_Task_
Below are the records. Retype exactly the lines between the lines holding "- ✅ All existing tests pass" and "yogeshchoudhary147, line 1462: Should", inclusive.

::: Data records

PR #1477, opened 2025-12-04
feat: add organization parameter support to token exchange

yogeshchoudhary147:
## Description
Adds support for the `organization` parameter in the token exchange flow (`exchangeToken` method) to enable organization-specific authentication.

## Changes
- Added `organization` as an optional parameter to `CustomTokenExchangeOptions` interface
- Updated `exchangeToken` method to conditionally pass organization to the `/oauth/token` endpoint
- Updated JSDoc documentation with organization parameter details and usage example
- Added test coverage for organization parameter (both provided and not provided scenarios)

## API Changes
The `/oauth/token` endpoint now accepts an optional `organization` parameter for the token exchange grant type. When provided, the organization ID will be present in the access token payload.

## Testing
- ✅ Added test: passes organization parameter to _requestToken when provided
- ✅ Added test: does not pass organization parameter when not provided
- ✅ All existing tests pass

## Example Usage
```typescript
const tokenResponse = await auth0Client.exchangeToken({
  subject_token: 'external_token',
  subject_token_type: 'urn:acme:legacy-system-token',
  scope: 'openid profile',
  organization: 'org_12345'
});
// Organization ID will be in access token payload
```


src/Auth0Client.ts
```diff
@@ -1454,7 +1458,8 @@ export class Auth0Client {
         options.scope,
         options.audience || this.options.authorizationParams.audience
       ),
-      audience: options.audience || this.options.authorizationParams.audience
+      audience: options.audience || this.options.authorizationParams.audience,
+      ...(options.organization && { organization: options.organization })
```
yogeshchoudhary147, line 1462: Should I update `exchangeToken` to use the fallback pattern for consistency, or is there a reason to keep it as-is (only using the explicitly passed organization)?

**Current implementation:**

`...(options.organization && { organization: options.organization })`

**Proposed change:**

`organization: options.organization || this.options.authorizationParams.organization`

gyaneshgouraw: The suggested approach also works fine, i don't see any issues with `organization` following the existing pattern.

::::::

_Answer to the problem_
- ✅ All existing tests pass

## Example Usage
```typescript
const tokenResponse = await auth0Client.exchangeToken({
  subject_token: 'external_token',
  subject_token_type: 'urn:acme:legacy-system-token',
  scope: 'openid profile',
  organization: 'org_12345'
});
// Organization ID will be in access token payload
```


src/Auth0Client.ts
```diff
@@ -1454,7 +1458,8 @@ export class Auth0Client {
         options.scope,
         options.audience || this.options.authorizationParams.audience
       ),
-      audience: options.audience || this.options.authorizationParams.audience
+      audience: options.audience || this.options.authorizationParams.audience,
+      ...(options.organization && { organization: options.organization })
```
yogeshchoudhary147, line 1462: Should I update `exchangeToken` to use the fallback pattern for consistency, or is there a reason to keep it as-is (only using the explicitly passed organization)?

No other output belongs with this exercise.